Records from a dataset:
- - - - -

PR #51, opened 2018-10-24
Add abi executable for generating MIDL compatible headers

dunhor:
This is part 1. It's mostly functional. Not 100% finished and somewhat rough at parts, but per Ben's request... The only known missing part is generic *_impl definitions, which I'm working through now. Thus far I've been using the 'Windows.AI.MachineLearning', 'Windows.ApplicationModel.Background', 'Windows.Foundation', and 'Windows.UI.Notifications' namespaces for validation along with a custom written idl for validating. That's quite a tedious process, but, with the exception of generics in the Windows.Foundation.h file, the results are effectively equivalent to MIDL. The only known differences:

* MIDL recursively processes contract version definitions; here we only declare what exists in our namespace dependencies
* MIDL forward declares class dependencies (e.g. 'CoreWindow') for function arguments. Since the actual argument is the default interface (e.g. 'ICoreWindow'), there's no real need to forward declare the class, so we don't do so here
* We forward declare all class types, enums, and structs defined in this namespace. Technically unnecessary and MIDL will only do so for those used as function arguments (see above), but also not harmful
* Formatting and ordering are differently, obviously. Formatting was kept as close as possible for easier validation, but sometimes it was better to change it. I'm also using a modified version of MIDL for validating that more closely matches the formatting here

Also adds WinDBG javascript visualizers for a number of xlang::meta::reader types


.gitignore
```diff
@@ -26,13 +26,13 @@ bld/
 
 # Visual Studio 2015/2017 cache/options directory
 .vs
-.vscode
+.vscode
```
dunhor: I assume I removed trailing spaces here, but anyone know how to validate? GitHub doesn't seem to have the option to show whitespace, and in particular whitespace changes

dunhor: Well, at least you can hide whitespace changes...

src/tool/abi/abi_writer.cpp
```diff
@@ -0,0 +1,819 @@
+#include "pch.h"
+
+#include <cctype>
+#include <cstring>
+#include <iostream> // TODO: REMOVE
```
dunhor: nts

src/tool/abi/abi_writer.cpp
```diff
@@ -0,0 +1,819 @@
...
+
+    // NOTE: MIDLRT will declare any generic type that references a type in this namespace, even if no function in this
+    //       namespace references that generic type. We won't replicate that here for simplicity since most, if not all
+    //       consumers that wish to reference such a type will include the header that contains such a function
+}
+
+void writer::initialize_dependencies(TypeDef const& type)
+{
+    using namespace std::literals;
+
```
dunhor: nts

src/tool/abi/abi_writer.cpp
```diff
@@ -0,0 +1,819 @@
...
+    for (auto const& type : m_members.delegates)
+    {
+        // Generics require definitions
+        if (distance(type.GenericParam()) == 0)
+        {
+            write_forward_declaration(*this, type, m_genericArgStack);
+        }
+    }
+
+    bool const isFoundationNamespace = m_namespace == foundation_namespace;
```
dunhor: nts

src/tool/abi/abi_writer.cpp
```diff
@@ -0,0 +1,819 @@
...
+    for (auto const& sig : type.GenericArgs())
+    {
+        xlang::visit(sig.Type(),
+            [&](coded_index<TypeDefOrRef> const& t)
+            {
+                handle_typedef_or_ref(t);
+            },
+            [&](GenericTypeInstSig const& t)
+            {
+                // TODO: push?
```
dunhor: >// TODO: push? [](start = 16, length = 14)

nts

src/tool/abi/code_writers.h
```diff
@@ -0,0 +1,788 @@
...
+    using namespace xlang::text;
+
+    auto const typeCategory = get_category(type);
+    auto const categoryString = [&]()
+    {
+    switch (typeCategory)
+    {
+        case category::interface_type: return "Interface"sv;
+        case category::class_type: return "Class"sv;
+        case category::enum_type: // TODO: return "Enum"sv; ??? 'Struct' is what MIDL does...
```
dunhor: >// TODO: return "Enum"sv; ??? 'Struct' is what MIDL does... [](start = 34, length = 59)

nts

src/tool/abi/main.cpp
```diff
@@ -0,0 +1,177 @@
...
+
+            if (f.includes(members))
+            {
+                group.add([&]()
+                {
+                    write_abi_header(ns, c, members, config);
+                });
+            }
+        }
+
```
dunhor: join

Scottj1s:
> src/test/python/__pycache__/

did you mean to remove this?

---
Refers to: .gitignore:340 in 6360495. [](commit_id = 6360495e0b8a169bfadd1971de901758e4bf84a2, deletion_comment = True)

Scottj1s:
> src/test/python/__pycache__/

nm - CodeFlow wasn't showing me iteration 25 (and it doesn't scroll!)

---
In reply to: [432838941](https://github.com/Microsoft/xlang/pull/51#issuecomment-432838941) [](ancestors = 432838941)

---
Refers to: .gitignore:340 in 6360495. [](commit_id = 6360495e0b8a169bfadd1971de901758e4bf84a2, deletion_comment = True)

src/tool/abi/main.cpp
```diff
@@ -0,0 +1,179 @@
...
+{
+    auto out{ absolute(args.value("output", "abi")) };
+    create_directories(out);
+    out += path::preferred_separator;
+    return out.string();
+}
+
+void print_usage()
+{
+    puts("Usage...");
```
Scottj1s: >puts("Usage..."); [](start = 4, length = 17)

don't forget

src/tool/abi/abi_writer.h
```diff
@@ -0,0 +1,260 @@
...
+
+    template <typename Int>
+    void write(format_hex<Int> val)
+    {
+        write_value(val.value);
+    }
+
+    void write(indent value)
+    {
+        for (std::size_t i = 0; i < (m_indentation + value.additional_indentation); ++i)
```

- - - - -

What the exercise asks: Number of lines above that include "types": state it and nothing else.

Expected output: 2